Given entries:

PR #435, opened 2022-11-28
Double Convolution

achalpandeyy:
Currently we have:

the following kernels:
- Dirac (added in this PR)
- Box
- Triangle
- Gaussian
- Mitchell
- Kaiser

Kernel modifiers allow you to create a new kernel as a modifications of the above kernels.
Currently we have the following 4 kernel modifiers:
- Scaling & Stretching of a given kernel (removed in this PR)
- Different kernels per channel
- Derivative of a given kernel
- Convolution of two kernels

After removing `CScaledImageFilterKernel`, we will be eliminating the first one.

To eliminate the Scaling & Stretching modifier, means to make scaling and stretching an inherent property of the filter kernels.

### TODO
- [x] Implement numerical integration for "double" convolution.
- [x] Implement specializations for certain reconstruction and resampling kernel combinations.
- [x] Fixes for #436.
- [x] Make filters work with BC formats.
    - [x] Fix BC1 and BC3 decoding.
- [x] Add a `concept` for blittable kernels.
- [x] Remove `CScaledImageFilterKernel`.
- [x] Make kernel supports run-time changeable (affecting Mitchell and Kaiser).
- [x] Cherry-pick some fixes from the `ditt` branch. [Check this private Discord link.](https://discord.com/channels/593902898015109131/1043939034776473710/1062726446256234577)
- [x] Add derivative and smoothness in kernel weights.


include/nbl/asset/filters/CBlitImageFilter.h
```diff
@@ -440,19 +441,22 @@ class CBlitImageFilter : public CImageFilter<CBlitImageFilter<Swizzle,Dither,Nor
 			const core::vectorSIMDf fOutExtent(outExtentLayerCount);
 			const auto fScale = fInExtent.preciseDivision(fOutExtent);
 			const auto halfTexelOffset = fScale*0.5f-core::vectorSIMDf(0.f,0.f,0.f,0.5f);
-			const auto startCoord =  [&halfTexelOffset,&scaledKernelX,&scaledKernelY,&scaledKernelZ]() -> core::vectorSIMDi32
+			const auto startCoord =  [&halfTexelOffset,state]() -> core::vectorSIMDi32
```
devshgraphicsprogramming, line 444: why are you passing `state` by value instead of by reference?

include/nbl/asset/filters/kernels/WeightFunctions.h
```diff
@@ -0,0 +1,308 @@
...
+		}
+		return 0.0;
+	}
+};
+
+// Truncated Gaussian function, with stddev = 1.0, if you want a different stddev then you need to scale it.
+struct SGaussianFunction
+{
+	constexpr static inline float min_support = -3.f;
+	constexpr static inline float max_support = +3.f;
```
devshgraphicsprogramming, line 92: were the supports (truncation) hardcoded previously?

include/nbl/asset/filters/kernels/WeightFunctions.h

Problem details:
Only the lines from the first line of the material above through the line that contains "- [x] Fix BC1 and BC3 decoding." should be quoted, each one exactly.

Solution to this task:
PR #435, opened 2022-11-28
Double Convolution

achalpandeyy:
Currently we have:

the following kernels:
- Dirac (added in this PR)
- Box
- Triangle
- Gaussian
- Mitchell
- Kaiser

Kernel modifiers allow you to create a new kernel as a modifications of the above kernels.
Currently we have the following 4 kernel modifiers:
- Scaling & Stretching of a given kernel (removed in this PR)
- Different kernels per channel
- Derivative of a given kernel
- Convolution of two kernels

After removing `CScaledImageFilterKernel`, we will be eliminating the first one.

To eliminate the Scaling & Stretching modifier, means to make scaling and stretching an inherent property of the filter kernels.

### TODO
- [x] Implement numerical integration for "double" convolution.
- [x] Implement specializations for certain reconstruction and resampling kernel combinations.
- [x] Fixes for #436.
- [x] Make filters work with BC formats.
    - [x] Fix BC1 and BC3 decoding.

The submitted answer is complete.